O plano de deportação coloca as políticas de imigração e refugiados da Malásia, mais uma vez, no centro das atenções. Em 2018, a Comissão de Direitos Humanos da Malásia (Suhakam) relatou que as condições nos centros de detenção de imigrantes continuavam a ser limitadas, pouco higiénicas, com falta de manutenção e sem serviços básicos, como água potável e alimentos em quantidade suficiente. Além disso, existiamrelatos na primeira pessoa e de testemunhas de abusos físicos.

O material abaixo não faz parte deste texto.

PR #4266, opened 2021-02-10
JavaExpressionParseUtil: Parse unqualified class names correctly.

### LINKED ISSUE #862: Flow Expressions:  Class names should be resolved based on the declaration scope

smillst:
See manual change for explantation. I also moved the code that parses identifiers to fields to a new method, so you'll see those changes, too.
Fixes #862. 

Merge with https://github.com/codespecs/daikon/pull/316

### DIFF
--- a/javacutil/src/main/java/org/checkerframework/javacutil/Resolver.java
+++ b/javacutil/src/main/java/org/checkerframework/javacutil/Resolver.java
@@ -263,6 +263,37 @@ public class Resolver {
     }
 
     /**
+     * Finds the class with {@code name} in a given type.
+     *
+     * @param name the name of the class
+     * @param type the type
+     * @param path the tree path
+     * @return the {@code ClassSymbol} for the class if it is found, {@code null} otherwise
+     */
+    public @Nullable ClassSymbol findClassInType(String name, TypeMirror type, TreePath path) {
+        Log.DiagnosticHandler discardDiagnosticHandler = new Log.DiscardDiagnosticHandler(log);
+        try {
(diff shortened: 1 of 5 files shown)


javacutil/src/main/java/org/checkerframework/javacutil/Resolver.java
```diff
@@ -262,6 +262,36 @@ public Element findClass(String name, TreePath path) {
         }
     }
 
+    /**
+     * Finds the class with {@code name} in a given type.
```
mernst, line 266: Does "in a given type" mean this is looking for a nested class?  Saying that (and even adding "Nested" to the method name) would be clearer, I think.

mernst (approved):
Looks good, thanks.

I tweaked the documentation in the manual.  If what I wrote is not correct, can we adjust the code to conform to the manual?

Em agosto de 2020, o governo reconheceu que 23 detidos, incluindo duas crianças, morreram em centros de detenção de imigrantes no primeiro semestre daquele ano. Em outubro do mesmo ano, acabou por revelar que 756 menores de idade estavam detidos nessas instalações, em violação da Convenção sobre os Direitos da Criança, que proíbe a detenção de crianças por crimes de imigração.

“Dadas as terríveis condições de detenção, não é surpreendente que algumas pessoas possam sentir que a única opção é voltar para o Myanmar, mesmo que enfrentem riscos”, explica a diretora-executiva da Amnistia Internacional Malásia.

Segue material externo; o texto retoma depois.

PR #4268, opened 2021-02-11
Moved JavaExpressionParseUtil#fromVariableTree to JavaExpression.

smillst:
Also, create the JavaExpression without parsing.

### DIFF
--- a/dataflow/src/main/java/org/checkerframework/dataflow/expression/JavaExpression.java
+++ b/dataflow/src/main/java/org/checkerframework/dataflow/expression/JavaExpression.java
@@ -531,6 +531,7 @@ public abstract class JavaExpression {
             case PARAMETER:
                 return new LocalVariable(ele);
             case FIELD:
+            case ENUM_CONSTANT:
                 // Implicit access expression, such as "this" or a class name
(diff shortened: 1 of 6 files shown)


dataflow/src/main/java/org/checkerframework/dataflow/expression/JavaExpression.java
```diff
@@ -531,6 +506,50 @@ public static JavaExpression fromTree(
...
+     *
+     * @param tree a variable tree
+     * @return a JavaExpression for {@code tree}
+     */
+    public static @Nullable JavaExpression fromVariableTree(VariableTree tree) {
+        return fromVariableElement(TreeUtils.typeOf(tree), TreeUtils.elementFromDeclaration(tree));
+    }
+
+    /**
+     * Returns the Java expression corresponding to the given variable element {@code ele}.
```
mernst, line 520: Under what circumstances does it return `null`?
Could you change the `return null` clause to throw an exception?

mernst (approved):
I wonder if you can eliminate the possibility of `fromVariableElement` returning null.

“Mas as opções para as pessoas e as suas famílias não podem ser entre a detenção por tempo indeterminado e o risco de vida pelo regresso a uma situação possivelmente perigosa”.

Ao longo de 2020, funcionários dos serviços de imigração e a polícia conduziram operações contra pessoas em comunidades de migrantes na Malásia. Estas violaram os seus direitos e colocaram em causa as medidas preventivas da COVID-19.

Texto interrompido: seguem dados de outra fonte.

PR #4270, opened 2021-02-11
Add a delocalize method to DependentTypesHelper.

smillst:
Removed methods that were only called once or called with `removeErroneousExpressions` = `false`.

I also removed `standardizeForMethodSignature`.  We might want this method again in the future, but currently it's only called in two places and doesn't reduce code duplication.  (It's javadoc was also wrong; it wasn't called for contracts.)

### DIFF
--- a/framework/src/main/java/org/checkerframework/framework/util/dependenttypes/DependentTypesHelper.java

De acordo com o ACNUR, no início de dezembro do último ano, 457 pessoas registadas na organização estiveram em centros detenção de imigrantes, incluindo 62 menos desacompanhados e separados. O número de indivíduos não registados, mas que podem ter um pedido de asilo, é atualmente desconhecido, pois o acesso a estas instalações está vedado desde agosto de 2019.

“A situação dos detidos pelos serviços de imigração da Malásia é terrível. Além de ter de permitir o acesso do ACNUR às pessoas que vão ser deportadas, o governo deve garantir o acesso total a todas as pessoas que, atualmente, se encontram detidas. A detenção de pessoas apenas para controlo de imigração é injustificável. Apelamos à libertação imediata dos refugiados, requerentes de asilo e migrantes detidos por este motivo. Refugiados e requerentes de asilo devem receber proteção adicional, incluindo o reconhecimento total do seu direito à procurar proteção internacional”, disse Katrina Jorene Maliamauv.

Como o plano foi revelado

O governo da Malásia confirmou o plano, que tinha sido revelado pela imprensa, para deportar 1200 pessoas em embarcações da marinha mobilizadas pelo exército do Myanmar. A 15 de fevereiro, o diretor-geral dos serviços de imigração, Khairul Dzaimee Daud, afirmou que a deportação envolveria indivíduos que violaram a lei de imigração de 1959/63 e os regulamentos de imigração de 1963.

Uma notícia de 17 de fevereiro, publicada pelo Nikkei Asia, indicava que os serviços de imigração mantinham o plano de deportação. Além disso, citava uma fonte não identificada desses serviços que reconhecia que “seria difícil distinguir imigrantes indocumentados de refugiados que perderam os seus cartões do ACNUR”.